**Problem requirements**
Below is a listing. Quote from it, exactly, the lines from the one containing "w.value_throttled == new" down to the one containing "Thanks for checking", both ends included, and nothing else.

**Source data**

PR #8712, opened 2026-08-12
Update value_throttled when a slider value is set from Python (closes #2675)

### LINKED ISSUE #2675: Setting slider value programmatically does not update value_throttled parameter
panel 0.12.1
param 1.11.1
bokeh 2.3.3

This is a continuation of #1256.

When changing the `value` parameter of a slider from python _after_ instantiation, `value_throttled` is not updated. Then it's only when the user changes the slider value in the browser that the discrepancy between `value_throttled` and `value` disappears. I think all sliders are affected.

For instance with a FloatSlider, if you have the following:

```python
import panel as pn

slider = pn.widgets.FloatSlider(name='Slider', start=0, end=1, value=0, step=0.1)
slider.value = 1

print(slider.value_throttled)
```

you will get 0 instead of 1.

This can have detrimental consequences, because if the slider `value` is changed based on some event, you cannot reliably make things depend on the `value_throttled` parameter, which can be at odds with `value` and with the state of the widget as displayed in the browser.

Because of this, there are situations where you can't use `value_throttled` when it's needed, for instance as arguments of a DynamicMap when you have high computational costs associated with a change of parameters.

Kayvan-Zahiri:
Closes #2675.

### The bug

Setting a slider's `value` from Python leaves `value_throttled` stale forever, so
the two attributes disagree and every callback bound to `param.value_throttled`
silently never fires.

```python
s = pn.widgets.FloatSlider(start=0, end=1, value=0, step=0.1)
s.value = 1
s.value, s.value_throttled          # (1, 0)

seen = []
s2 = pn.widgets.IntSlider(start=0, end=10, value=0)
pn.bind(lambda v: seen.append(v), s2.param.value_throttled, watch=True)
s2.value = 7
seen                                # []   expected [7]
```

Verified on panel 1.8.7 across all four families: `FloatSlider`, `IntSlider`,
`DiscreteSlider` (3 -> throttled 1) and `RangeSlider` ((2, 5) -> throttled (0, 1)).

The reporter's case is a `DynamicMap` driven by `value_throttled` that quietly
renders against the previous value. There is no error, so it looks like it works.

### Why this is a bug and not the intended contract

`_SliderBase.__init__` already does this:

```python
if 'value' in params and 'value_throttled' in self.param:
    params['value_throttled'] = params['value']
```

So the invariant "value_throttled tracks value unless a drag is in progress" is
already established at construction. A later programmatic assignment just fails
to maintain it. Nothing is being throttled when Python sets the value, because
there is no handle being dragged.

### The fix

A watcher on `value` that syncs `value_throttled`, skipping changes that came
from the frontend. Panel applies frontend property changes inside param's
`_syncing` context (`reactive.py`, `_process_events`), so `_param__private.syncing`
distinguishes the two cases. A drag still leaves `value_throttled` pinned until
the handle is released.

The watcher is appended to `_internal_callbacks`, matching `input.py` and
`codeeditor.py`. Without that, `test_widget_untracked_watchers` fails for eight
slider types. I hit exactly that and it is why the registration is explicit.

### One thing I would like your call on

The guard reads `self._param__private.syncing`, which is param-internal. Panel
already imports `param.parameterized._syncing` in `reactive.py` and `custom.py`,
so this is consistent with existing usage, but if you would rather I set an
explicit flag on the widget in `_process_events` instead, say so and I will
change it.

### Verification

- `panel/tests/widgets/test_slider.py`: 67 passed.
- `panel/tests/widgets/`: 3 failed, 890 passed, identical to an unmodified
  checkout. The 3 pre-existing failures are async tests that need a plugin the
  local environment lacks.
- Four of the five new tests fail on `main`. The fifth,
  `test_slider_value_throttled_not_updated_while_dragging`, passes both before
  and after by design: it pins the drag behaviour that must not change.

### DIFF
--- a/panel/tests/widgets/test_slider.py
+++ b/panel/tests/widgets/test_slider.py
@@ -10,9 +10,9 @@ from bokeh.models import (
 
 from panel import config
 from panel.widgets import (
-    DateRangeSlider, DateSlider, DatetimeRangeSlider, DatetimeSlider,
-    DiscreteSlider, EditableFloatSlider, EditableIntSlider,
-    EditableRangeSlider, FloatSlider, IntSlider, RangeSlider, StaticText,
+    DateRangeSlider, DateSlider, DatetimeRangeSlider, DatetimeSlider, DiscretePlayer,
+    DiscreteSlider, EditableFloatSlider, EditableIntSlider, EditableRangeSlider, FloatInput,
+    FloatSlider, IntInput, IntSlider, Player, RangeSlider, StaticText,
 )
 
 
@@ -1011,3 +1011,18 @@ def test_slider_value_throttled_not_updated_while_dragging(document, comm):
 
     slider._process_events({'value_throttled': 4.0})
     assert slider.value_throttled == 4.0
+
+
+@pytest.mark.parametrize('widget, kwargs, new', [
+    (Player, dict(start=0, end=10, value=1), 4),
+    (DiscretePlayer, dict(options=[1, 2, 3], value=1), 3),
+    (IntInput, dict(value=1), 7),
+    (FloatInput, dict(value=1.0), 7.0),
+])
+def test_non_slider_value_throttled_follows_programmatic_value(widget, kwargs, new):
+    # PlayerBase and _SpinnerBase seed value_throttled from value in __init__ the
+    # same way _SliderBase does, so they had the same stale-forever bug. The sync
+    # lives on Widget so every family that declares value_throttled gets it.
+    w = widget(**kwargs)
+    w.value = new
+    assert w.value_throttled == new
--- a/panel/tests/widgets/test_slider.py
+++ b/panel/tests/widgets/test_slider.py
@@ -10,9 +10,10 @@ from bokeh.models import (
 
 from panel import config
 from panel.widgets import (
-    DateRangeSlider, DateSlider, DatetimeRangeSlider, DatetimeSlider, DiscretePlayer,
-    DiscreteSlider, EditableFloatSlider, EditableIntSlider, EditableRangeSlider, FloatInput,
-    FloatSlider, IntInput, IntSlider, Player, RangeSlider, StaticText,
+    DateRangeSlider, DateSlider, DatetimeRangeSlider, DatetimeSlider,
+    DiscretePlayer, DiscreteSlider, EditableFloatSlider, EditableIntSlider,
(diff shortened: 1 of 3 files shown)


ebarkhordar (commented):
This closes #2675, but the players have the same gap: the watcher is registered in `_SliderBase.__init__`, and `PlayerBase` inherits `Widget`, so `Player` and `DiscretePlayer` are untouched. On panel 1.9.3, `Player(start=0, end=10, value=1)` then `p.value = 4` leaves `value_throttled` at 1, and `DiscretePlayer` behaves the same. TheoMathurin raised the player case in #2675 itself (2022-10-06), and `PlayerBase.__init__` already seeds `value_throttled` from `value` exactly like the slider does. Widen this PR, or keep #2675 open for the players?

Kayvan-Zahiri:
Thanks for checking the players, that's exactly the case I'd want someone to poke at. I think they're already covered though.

==

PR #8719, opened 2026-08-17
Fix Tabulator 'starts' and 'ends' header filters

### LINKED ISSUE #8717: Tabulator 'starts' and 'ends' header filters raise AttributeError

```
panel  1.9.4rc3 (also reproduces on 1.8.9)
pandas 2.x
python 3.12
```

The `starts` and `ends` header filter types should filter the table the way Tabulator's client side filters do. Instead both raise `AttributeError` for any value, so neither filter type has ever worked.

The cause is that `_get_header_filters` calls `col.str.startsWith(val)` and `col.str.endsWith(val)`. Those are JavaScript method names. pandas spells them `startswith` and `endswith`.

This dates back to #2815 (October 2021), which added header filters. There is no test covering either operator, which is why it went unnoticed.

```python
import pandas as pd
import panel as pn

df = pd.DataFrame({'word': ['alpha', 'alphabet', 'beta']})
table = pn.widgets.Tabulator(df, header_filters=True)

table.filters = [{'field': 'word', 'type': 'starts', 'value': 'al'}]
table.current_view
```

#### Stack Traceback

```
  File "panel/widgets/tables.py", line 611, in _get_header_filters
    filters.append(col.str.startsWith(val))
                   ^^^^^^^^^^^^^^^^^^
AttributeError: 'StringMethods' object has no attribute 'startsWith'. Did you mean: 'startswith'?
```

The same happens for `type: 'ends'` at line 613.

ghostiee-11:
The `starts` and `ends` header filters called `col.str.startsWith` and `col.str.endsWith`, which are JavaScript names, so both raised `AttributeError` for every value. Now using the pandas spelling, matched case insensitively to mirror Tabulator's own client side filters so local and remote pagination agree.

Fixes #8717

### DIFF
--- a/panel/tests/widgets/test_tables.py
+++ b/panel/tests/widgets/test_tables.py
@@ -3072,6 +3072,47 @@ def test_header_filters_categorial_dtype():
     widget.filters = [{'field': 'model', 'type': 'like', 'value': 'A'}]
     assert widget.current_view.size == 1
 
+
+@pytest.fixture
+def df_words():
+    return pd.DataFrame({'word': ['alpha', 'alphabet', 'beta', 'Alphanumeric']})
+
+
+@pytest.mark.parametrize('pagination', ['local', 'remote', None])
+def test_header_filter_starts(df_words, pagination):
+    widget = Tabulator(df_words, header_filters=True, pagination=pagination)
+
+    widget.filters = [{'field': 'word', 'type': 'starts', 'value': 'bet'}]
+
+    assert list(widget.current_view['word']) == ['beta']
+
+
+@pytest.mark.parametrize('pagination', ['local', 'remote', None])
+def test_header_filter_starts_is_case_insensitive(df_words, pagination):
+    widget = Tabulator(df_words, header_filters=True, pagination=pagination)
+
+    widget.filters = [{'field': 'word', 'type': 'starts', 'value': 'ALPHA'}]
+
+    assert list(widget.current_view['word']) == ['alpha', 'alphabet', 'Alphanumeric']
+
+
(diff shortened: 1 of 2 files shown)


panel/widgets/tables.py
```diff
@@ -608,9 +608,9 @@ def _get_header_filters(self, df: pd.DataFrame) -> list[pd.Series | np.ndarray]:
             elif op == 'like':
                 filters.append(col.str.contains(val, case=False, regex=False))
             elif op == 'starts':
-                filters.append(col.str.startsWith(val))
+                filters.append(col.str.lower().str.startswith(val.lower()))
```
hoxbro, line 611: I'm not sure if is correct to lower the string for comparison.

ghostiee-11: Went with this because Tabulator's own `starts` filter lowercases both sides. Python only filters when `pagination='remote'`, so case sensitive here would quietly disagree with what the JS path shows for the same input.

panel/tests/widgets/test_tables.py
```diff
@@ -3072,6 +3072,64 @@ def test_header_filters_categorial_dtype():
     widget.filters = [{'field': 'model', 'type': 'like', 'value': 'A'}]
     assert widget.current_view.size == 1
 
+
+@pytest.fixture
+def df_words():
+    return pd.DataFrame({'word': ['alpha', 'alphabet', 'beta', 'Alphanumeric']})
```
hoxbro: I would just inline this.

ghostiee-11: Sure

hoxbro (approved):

**Answer section**
+    assert w.value_throttled == new
--- a/panel/tests/widgets/test_slider.py
+++ b/panel/tests/widgets/test_slider.py
@@ -10,9 +10,10 @@ from bokeh.models import (
 
 from panel import config
 from panel.widgets import (
-    DateRangeSlider, DateSlider, DatetimeRangeSlider, DatetimeSlider, DiscretePlayer,
-    DiscreteSlider, EditableFloatSlider, EditableIntSlider, EditableRangeSlider, FloatInput,
-    FloatSlider, IntInput, IntSlider, Player, RangeSlider, StaticText,
+    DateRangeSlider, DateSlider, DatetimeRangeSlider, DatetimeSlider,
+    DiscretePlayer, DiscreteSlider, EditableFloatSlider, EditableIntSlider,
(diff shortened: 1 of 3 files shown)


ebarkhordar (commented):
This closes #2675, but the players have the same gap: the watcher is registered in `_SliderBase.__init__`, and `PlayerBase` inherits `Widget`, so `Player` and `DiscretePlayer` are untouched. On panel 1.9.3, `Player(start=0, end=10, value=1)` then `p.value = 4` leaves `value_throttled` at 1, and `DiscretePlayer` behaves the same. TheoMathurin raised the player case in #2675 itself (2022-10-06), and `PlayerBase.__init__` already seeds `value_throttled` from `value` exactly like the slider does. Widen this PR, or keep #2675 open for the players?

Kayvan-Zahiri:
Thanks for checking the players, that's exactly the case I'd want someone to poke at. I think they're already covered though.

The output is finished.